Recently, somewhere in the middle of your daily scroll, you’ve probably come across the 2026 Soccertes Football Tour – flashes of five-a-side games, music in the background, great food, and even better kits.

Travelling through London, Milan, Paris and, finally, Amsterdam from March 13, 2026, the Soccertes Football Tour, in partnership with Under Armour, sits comfortably in that space between sport and culture. Part football tournament, part cultural gathering, these are the occasions that reflect a broader idea about the game and that most of football’s most interesting moments happen away from the pitch.

After all, at any Soccertes event, football is only the beginning. Yes, there are five-a-side matches, with teams drawn from local creative communities take to the pitch and compete across short, sharp games, but the real energy emerges afterwards, when the music starts, the drinks appear, and the players, designers, photographers and friends drift into the same conversations.

For Cameron Jones, founder of Soccertes – which at its core is a New York-based football-inspired clothing brand and creative collective – this approach mirrors the way the label itself has evolved.

“Soccertes started as a lifestyle brand, that’s how I originally shaped it when I first began building it,” he tells me. “But as I’ve grown and the brand has grown, I’ve realised it’s really much more than that.”

Sure, clothing still forms the foundation and designing pieces and building collections remains central to the project, but over time Soccertes has expanded beyond fashion into something broader: a platform for events, collaborations and creative projects connected to football.

“This is where our ethos of building the world around football comes from,” Jones continues.  “Clothing was the catalyst and entry point, but what we’re building expands beyond that. We produce events, collaborate with different creatives and create moments around the game.” 

The roots of Soccertes stretch further back than the current moment in football culture. The concept originates with Jones’ grandfather, Clive Toye, who served as General Manager of the New York Cosmos during the NASL era in the 1970s.

At a time when football was still unfamiliar to much of the American public, Toye played a key role in growing the sport’s profile, including helping bring Pelé and Franz Beckenbauer to New York.

Alongside that work, he also experimented with creative ways to communicate football culture to a new audience.

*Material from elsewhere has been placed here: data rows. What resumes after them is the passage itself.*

PR #3311, opened 2022-08-31
Refactor asRedirectButton method

nbeloglazov:
### Description

1. Rename it to `asRedirectElement` and update types to take any element. This is needed as we are planning to make some other elements, for example divs that act as rows, clickable.

2. Handle clicks using JS instead of inline `onclick` attribute. That gives us more flexibility in future as we can add extra JS in listener, for example call to `e.stopPropagation()`

### Checklist

### Issue(s)

Issue #3033

### DIFF
--- a/server/app/views/BaseHtmlView.java
+++ b/server/app/views/BaseHtmlView.java
@@ -68,12 +68,21 @@ public abstract class BaseHtmlView {
   }
 
   protected static ButtonTag redirectButton(String id, String text, String redirectUrl) {
-    return asRedirectButton(
+    return asRedirectElement(
         TagCreator.button(text).withId(id).withClasses(Styles.M_2), redirectUrl);
   }
 
-  protected static ButtonTag asRedirectButton(ButtonTag buttonEl, String redirectUrl) {
-    return buttonEl.attr("onclick", String.format("window.location = '%s';", redirectUrl));
+  /**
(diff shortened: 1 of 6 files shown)


server/app/views/BaseHtmlView.java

One of those ideas became Soccertes, a cartoon character inspired by the philosopher Socrates, designed to “spread knowledge of the game”.

Working with Disney artist Milt Neil, Toye developed sketches, concepts and early merchandise before the project eventually disappeared into storage. More than fifty years later, Jones rediscovered the materials while helping his grandfather clear out a storage unit. 

“I came across the original sketches and pieces and was immediately drawn to them,” he says. “It felt like discovering something that had been waiting to be found again.”

Raised by his grandparents, Jones saw reviving the idea as a way of continuing a family story. “That’s why I always say Soccertes is a family brand,” he says. “Everything about it traces back to them.”

That same sense of connection shapes the way Soccertes approaches its events. While football forms the entry point, the focus sits firmly on community. “At our core we’re a creative platform, but we’re also a community brand built around a community game,” Jones says. “Football has always belonged to the people.”

The idea draws on advice his grandfather often shared from his Cosmos days: “Don’t come and see us until we’ve come to see you.” In other words, connection with communities must come before expectation. That philosophy runs through the Soccertes Tour. Matches might kick off the evening, but the real aim is to create spaces where people meet, collaborate and exchange ideas.

“When you go to a football match it’s never just about the ninety minutes,” Jones says. “It’s the atmosphere, the music, meeting friends before and after. That’s what we try to capture.” 

In many ways, the tour simply reflects football culture as it exists today – a place where sport, style, music and creativity constantly overlap. Or, as Jones put it: “Football is the global game, but it’s also the people’s game. It connects everyone.”